Scientists at the Food and Drug Administration (FDA) on Tuesday did not take a stance on whether or not to support booster shots of Moderna's (NASDAQ: MRNA) COVID-19 vaccine, saying data shows two doses are enough to protect against severe disease and death in the United States.
"Some real world effectiveness studies have suggested declining efficacy of Moderna COVID-19 Vaccine over time against symptomatic infection or against the Delta variant, while others have not," FDA scientists wrote in a 45-page document published on the agency's website. "However, overall, data indicates that current U.S.-licensed or authorized COVID-19 vaccine still afford protection against severe COVID-19 disease and death in the United States."
The scientists' report is meant to brief the agency's independent vaccine panel--Vaccines and Related Biological Products Advisory Committee--which is scheduled to meet Thursday to review Moderna's request to authorize COVID vaccine boosters for American adults.

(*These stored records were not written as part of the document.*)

PR #804, opened 2025-09-30
Refactored the handling of error trees to avoid null trees and extracting common patterns

DavyLandman:
After finding some strange handling of error recovery, @toinehartman and I sat together and refactored it into some more user-friendly functions on `TextDocumentState`.

### DIFF
--- a/rascal-lsp/src/main/java/org/rascalmpl/vscode/lsp/TextDocumentState.java
+++ b/rascal-lsp/src/main/java/org/rascalmpl/vscode/lsp/TextDocumentState.java
@@ -63,7 +63,7 @@ public class TextDocumentState {
     private final BiFunction<ISourceLocation, String, CompletableFuture<ITree>> parser;
     private final ISourceLocation location;
 
-    private final AtomicReference<@MonotonicNonNull Versioned<Update>> current;
+    private final AtomicReference<Versioned<Update>> current;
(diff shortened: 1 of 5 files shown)


rascal-lsp/src/main/java/org/rascalmpl/vscode/lsp/TextDocumentState.java
```diff
@@ -107,14 +107,58 @@ private Update unpackCurrent() {
...
+            });
+        if (!allowRecoveredErrors) {
+            // if a parse is done, always overwrite it with the
+            // last tree that did not have any errors, also not recovered errors
+            result = result.thenApply(t -> lastWithoutErrors.get());
+        }
+
+        return result.handle((t, e) -> {
+            if (t == null) {
+                throw new RuntimeException("We've never seen a parse tree without errors for: " + getLocation());
```
toinehartman, line 155:
```suggestion
                throw new IllegalStateException("No previous parse tree without errors for: " + getLocation());
```

rascal-lsp/src/main/java/org/rascalmpl/vscode/lsp/terminal/ITerminalIDEServer.java
toinehartman, line 39:
```suggestion
```

PR #812, opened 2025-10-01
Fixed small NPEs all around the code

DavyLandman:
Using checker-framework (branch : `chore/enable-checker-framework`) I found some NPEs, some were small, some were big. But we're slowly working towards reducing these errors.

The initial count of possible problems was 183, and this has been reduced to 150. Not all of them are actual errors, some of them are problems with the code & annotations.

### DIFF
--- a/rascal-lsp/src/main/java/org/rascalmpl/vscode/lsp/IRascalFileSystemServices.java
+++ b/rascal-lsp/src/main/java/org/rascalmpl/vscode/lsp/IRascalFileSystemServices.java
@@ -341,9 +341,9 @@ public interface IRascalFileSystemServices {
 
     public static class SourceLocation {
         private final String uri;
-        private final int[] offsetLength;
-        private final int[] beginLineColumn;
-        private final int[] endLineColumn;
+        private final int @Nullable[]  offsetLength;
+        private final int @Nullable[] beginLineColumn;
+        private final int @Nullable[] endLineColumn;
 
         public static SourceLocation fromRascalLocation(ISourceLocation loc) {
             if (loc.hasOffsetLength()) {
@@ -409,26 +409,44 @@ public interface IRascalFileSystemServices {
         }
 
         public int getOffset() {
+            if (!hasOffsetLength()) {
+                throw new IllegalStateException("This location has no offset");
+            }
             return offsetLength[0];
         }
 
         public int getLength() {
+            if (!hasOffsetLength()) {
+                throw new IllegalStateException("This location has no length");
+            }
             return offsetLength[1];
         }
 
         public int getBeginLine() {
+            if (!hasLineColumn()) {
+                throw new IllegalStateException("This location has no line and columns");
+            }
             return beginLineColumn[0];
         }
 
         public int getBeginColumn() {
+            if (!hasLineColumn()) {
+                throw new IllegalStateException("This location has no line and columns");
+            }
             return beginLineColumn[1];
         }
 
         public int getEndLine() {
+            if (!hasLineColumn()) {
+                throw new IllegalStateException("This location has no line and columns");
+            }
             return endLineColumn[0];
         }
 
         public int getEndColumn() {
+            if (!hasLineColumn()) {
+                throw new IllegalStateException("This location has no line and columns");
+            }
             return endLineColumn[1];
         }
     }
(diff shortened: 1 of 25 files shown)


rascal-lsp/src/main/java/org/rascalmpl/vscode/lsp/parametric/ParametricTextDocumentService.java
PieterOlivier, line 395: I think this explicit null check can be removed now that the `null` return value in `ParserOnlyContribution.prepareRename` is replaced by an unknown location. `null` here is now a programming error instead of a flag to indicate renaming is not possible.

rascal-lsp/src/main/java/org/rascalmpl/vscode/lsp/parametric/ParserOnlyContribution.java
```diff
@@ -150,13 +151,13 @@ public CompletableFuture<IList> parseCodeActions(String commands) {
...
     @Override
-    public InterruptibleFuture<IList> inlayHint(@Nullable ITree input) {
+    public InterruptibleFuture<IList> inlayHint(ITree input) {
         return InterruptibleFuture.completedFuture(VF.list());
     }
 
     @Override
     public InterruptibleFuture<ISourceLocation> prepareRename(IList focus) {
-        return InterruptibleFuture.completedFuture(null);
+        return InterruptibleFuture.completedFuture(URIUtil.unknownLocation());
```
PieterOlivier, line 160: In `ParamtericTextDocumentService` there is still an explicit check for null instead of a check for an unknown location.

rascal-lsp/src/main/java/org/rascalmpl/vscode/lsp/util/locations/Locations.java
```diff
@@ -122,7 +122,7 @@ public static ISourceLocation toLoc(String uri) {
         try {
             return URIUtil.createFromURI(uri);
         } catch (UnsupportedOperationException e) {
-            if (e.getMessage().contains("Opaque URI schemes are not supported")) {
+            if (e.getMessage() != null && e.getMessage().contains("Opaque URI schemes are not supported")) {
```
PieterOlivier, line 125: Why is this code here, is it not more logical to do this check in `createFromURI`?

rascal-lsp/src/main/java/org/rascalmpl/vscode/lsp/util/Lazy.java
```diff
@@ -28,9 +28,10 @@
 
 import java.util.function.Supplier;
 import org.checkerframework.checker.nullness.qual.MonotonicNonNull;
+import org.checkerframework.checker.nullness.qual.NonNull;
 
-public interface Lazy<T> extends Supplier<T> {
-    public static <T> Lazy<T> defer(Supplier<T> generator) {
+public interface Lazy<T extends @NonNull Object> extends Supplier<T> {
```
PieterOlivier, line 33: Interesting, I did not know you could (ab)use type params to check for non-null objects!

rascal-lsp/src/main/java/org/rascalmpl/vscode/lsp/IRascalFileSystemServices.java
```diff
@@ -341,9 +341,9 @@ public boolean isRecursive() {
 
     public static class SourceLocation {
         private final String uri;
-        private final int[] offsetLength;
-        private final int[] beginLineColumn;
-        private final int[] endLineColumn;
+        private final int @Nullable[]  offsetLength;
```
PieterOlivier, line 344: Learned something again. I did not know you could set annotations between the element type and the array indicator.

PieterOlivier (commented):
Looks good. Some interesting stuff I did not know you could do. One small issue for purity to make the contract of `prepareRename` more clear in the code.

rascal-lsp/src/main/java/org/rascalmpl/vscode/lsp/util/Lazy.java
DavyLandman: well, this is a thing, you cannot put annotations on type parameters, so if you want to say, hey the type here will not return a null value, than this is the way to mark it, but in a way, this is more of a CF thing than something else, and I'm unsure how much we want to spread this around.

toinehartman (approved):
LGTM. Note the SQ warnings (mostly unused imports).

PR #117, opened 2018-04-16
[SPIKE] Centralized Native Queue Length for Learning Transport

mikeminutillo:
Showing a second implementation of https://github.com/Particular/ServiceControl.Monitoring/pull/116

NOTE: The non-native estimate was not working properly for this as it overwrites values for the endpoint name without the instance id. 

Either we need to not pass in the instance id to the TrackQueue call or we'll need a better breakdown algorithm. Otherwise we will be duplicating instance data for every competing consumer


src/ServiceControl.LearningTransport/LearningTransportNativeQueueLengthProvider.cs
```diff
@@ -0,0 +1,88 @@
...
+
+    public class LearningTransportNativeQueueLengthProvider : INativeQueueLengthProvider
+    {
+        string rootFolder;
+        ConcurrentDictionary<string, LearningTransportQueueLengthTracker> trackers = new ConcurrentDictionary<string, LearningTransportQueueLengthTracker>(StringComparer.InvariantCultureIgnoreCase);
+
+        public Dictionary<EndpointInstanceId, int> SnapshotValues()
+        {
+            return (
+                from t in trackers.Values
```
Scooletz: Accessing `Values` or `Keys` in a `ConcurrentDictionary`, locks the whole dictionary. I'd suggest iterating over the whole dictionary `trackers` as enumerator is lock-free.

src/ServiceControl.LearningTransport/LearningTransportNativeQueueLengthProvider.cs
```diff
@@ -0,0 +1,88 @@
...
+            trackers.AddOrUpdate(queueName,
+                q =>
+                {
+                    var tracker = new LearningTransportQueueLengthTracker(rootFolder, q);
+                    tracker.Add(endpointInstanceId);
+                    return tracker;
+                },
+                (q, existing) =>
+                {
+                    existing.Add(endpointInstanceId);
```
Scooletz: Is there a possibility that another thread will obtain the tracker and will try to do something else with it at the same time? In other words, is the tracker itself thread-safe and should it be?

tmasternak:
Spike is over.

PR #121, opened 2018-05-03
Native Queue Length Infrastructure

mikeminutillo:
All the bits of https://github.com/Particular/ServiceControl.Monitoring/pull/118 that are not specific to SQL.

Introduces a Queue Length provider that can handle Queue Length related messages from clients and is responsible for updating the Queue Length Store. 

The Metric Report contains native queue lengths as recorded by the endpoint. The default Queue Length Provider simply writes those directly to the Queue Length Store.

The Endpoint Metadata Report contains a list of queues that the endpoint reads from. The default Queue Length Provider ignores these. Another provider might use these to determine which queues to monitor in a broker and how to map those back to the endpoints.

The Queue Length Store is broken down by endpoint and input queue. This allows us to handle competing consumers (where input queue and endpoint is the same) and sender-side distribution (where endpoint is the same but input queue differs). 

It is intended that each transport that is capable of centralized monitoring will provide its own custom SC transport assembly with a Queue Length Provider implementation in it.

All transports that prefer decentralized monitoring will work with the Metrics.ServiceControl plugin to send Metric Report data.


src/ServiceControl.Monitoring/QueueLength/DefaultQueueLengthProvider.cs
```diff
@@ -0,0 +1,40 @@
+﻿namespace ServiceControl.Monitoring.QueueLength
+{
+    using System.Threading.Tasks;
+    using Infrastructure;
+    using Messaging;
+    using NServiceBus.Metrics;
+
+    public class DefaultQueueLengthProvider : IProvideQueueLength
```
tmasternak: This class looks as if it was prepared for being a base class for any transport specific implementation. 
I think this might be a bit premature.

src/ServiceControl.Monitoring/Http/Diagrams/Aggregator.cs
```diff
@@ -22,27 +22,22 @@ internal static MonitoredValues AggregateTimings<T>(List<IntervalsStore<T>.Inter
...
         }
 
-        internal static MonitoredValues AggregateQueueLength<T>(List<IntervalsStore<T>.IntervalsBreakdown> intervals, HistoryPeriod period)
+        internal static MonitoredValues ToSumOfBreakdownAverages<T>(List<IntervalsStore<T>.IntervalsBreakdown> intervals, HistoryPeriod period)
         {
             Func<long, double> returnOneIfZero = x => x == 0 ? 1 : x;
 
             return new MonitoredValues
             {
-                // To calculate the average we count TotalMeasurements instead of the number of intervals.
```
tmasternak: @Scooletz this comment was removed as previously this piece of code was QL specific (method was called `AggreateQueueLength` instead of `ToSumOfBreakdownAverages`). I assumed that method rename will make it more clear what to expect.

tmasternak:
> NOTE: The When_querying_queue_length_data test is failing because the test endpoint doesn't handle the message it sends to itself. I'm not entire sure how this test ever worked.

@mikeminutillo fixed. I'm not sure how I missed this. Either way it's fixed now.

src/ServiceControl.Monitoring/EndpointFactory.cs
```diff
@@ -76,12 +82,32 @@ public static void MakeMetricsReceiver(EndpointConfiguration config, Settings se
...
 
-        static IContainer CreateContainer(Settings settings)
+        static Func<QueueLengthStore, IProvideQueueLength> QueueLengthProviderBuilder(string explicitConnectionStringValue, Type transportType)
+        {
+            return qls =>
+            {
+                var connectionString = explicitConnectionStringValue ?? ConfigurationManager.ConnectionStrings["NServiceBus/Transport"]?.ConnectionString;
+
+                var queueLengthProviderType = transportType.Assembly.GetTypes()
+                    .SingleOrDefault(p => typeof(IProvideQueueLength).IsAssignableFrom(p));
```
Scooletz: Just a thought: do want to fail on multiple implementations or should we pick up one and just log it? With the current approach, `SingleOrDefault` will throw on multiple ones.

src/ServiceControl.Monitoring/Http/Diagrams/Aggregator.cs
Scooletz: I retract my comment about removing the comment. Now, after looking at the implementation and the name of the method, it's a well defined function (a sum of averages) which is the last but one line in the LINQ statement

src/ServiceControl.Monitoring/QueueLength/DefaultQueueLengthProvider.cs
Scooletz: `virtual` + `protected` without inheritors? I agree with @tmasternak

tmasternak:
> One thing that worries me a little bit is the combined number of lines that we spent on aggregating values and presenting them via GET in Nancy module. On the other hand, this is a full-blown in-memory walking window aggregator. I can only imagine the LINQ statement describing it for EF.

@Scooletz I think this is a valid point. We are reaching the point at which I personally have trouble wrapping my head around the logic there. 

Nice proposal made by @mikeminutillo was to follow `composition-gateway` type of design. In such approach we would push parts of the module to each metric-type slice of monitoring instance. Queue length feature would attach it's aggregations to the response, timings feature its aggregations etc. The Nancy module would only setup response and iterate over such "attachers". That being said this deserve separate PR IMHO.

src/ServiceControl.Monitoring/EndpointFactory.cs
tmasternak: I can't think of scenario in which transport would have more than one implementation. I would go with fail fast approach and keep `SingelOrDefault`.

Scooletz:
@tmasternak @mikeminutillo I'm not authorize to merge it 😕

src/ServiceControl.Monitoring/QueueLength/DefaultQueueLengthProvider.cs
mikeminutillo: Fair enough. It was just transferred from the other PR. It _is_ intended to be a base class for any transport specific implementation. When I wrote it, it was an abstract base class and I created an MSMQ specific implementation over the top. Then I realized that the MSMQ implementation would have no code in it and that we don't need an MSMQ specific version.

mikeminutillo:
I also, am not authorized to merge.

The agency could make a final decision within days of the meeting, leaving the U.S. Centers for Disease Control and Prevention (CDC) and its independent advisory committee--Advisory Committee on Immunization Practices--to make the final decision, likely next week.
FDA scientists also failed to take a stance on Pfizer (NYSE: PFE)-BioNTech's (NASDAQ: BNTX) COVID-19 booster shots last month. However, the agency's vaccine advisory panel still recommended third doses of the vaccine for those more vulnerable to severe disease, including the elderly and people with other health conditions; this decision scaled down Pfizer's request for booster shots to be authorized for Americans aged 16 years and older.
Last month, the FDA and the CDC had authorized booster shots of the Pfizer-BioNTech vaccine for more at-risk Americans, including the elderly, adults with underlying medical conditions and those who work or line in high-risk settings such as healthcare and other frontline positions.
Moderna applied for authorization of a third dose with the FDA on September 1. The biotech said its booster shot data is based on a clinical trial of about 170 adults--less than the 318 people who participated in Pfizer-BioNTech's booster shot trial. Moderna found that its booster dose was safe and produced a stronger immune response than seen after the second dose in its late-stage clinical trial.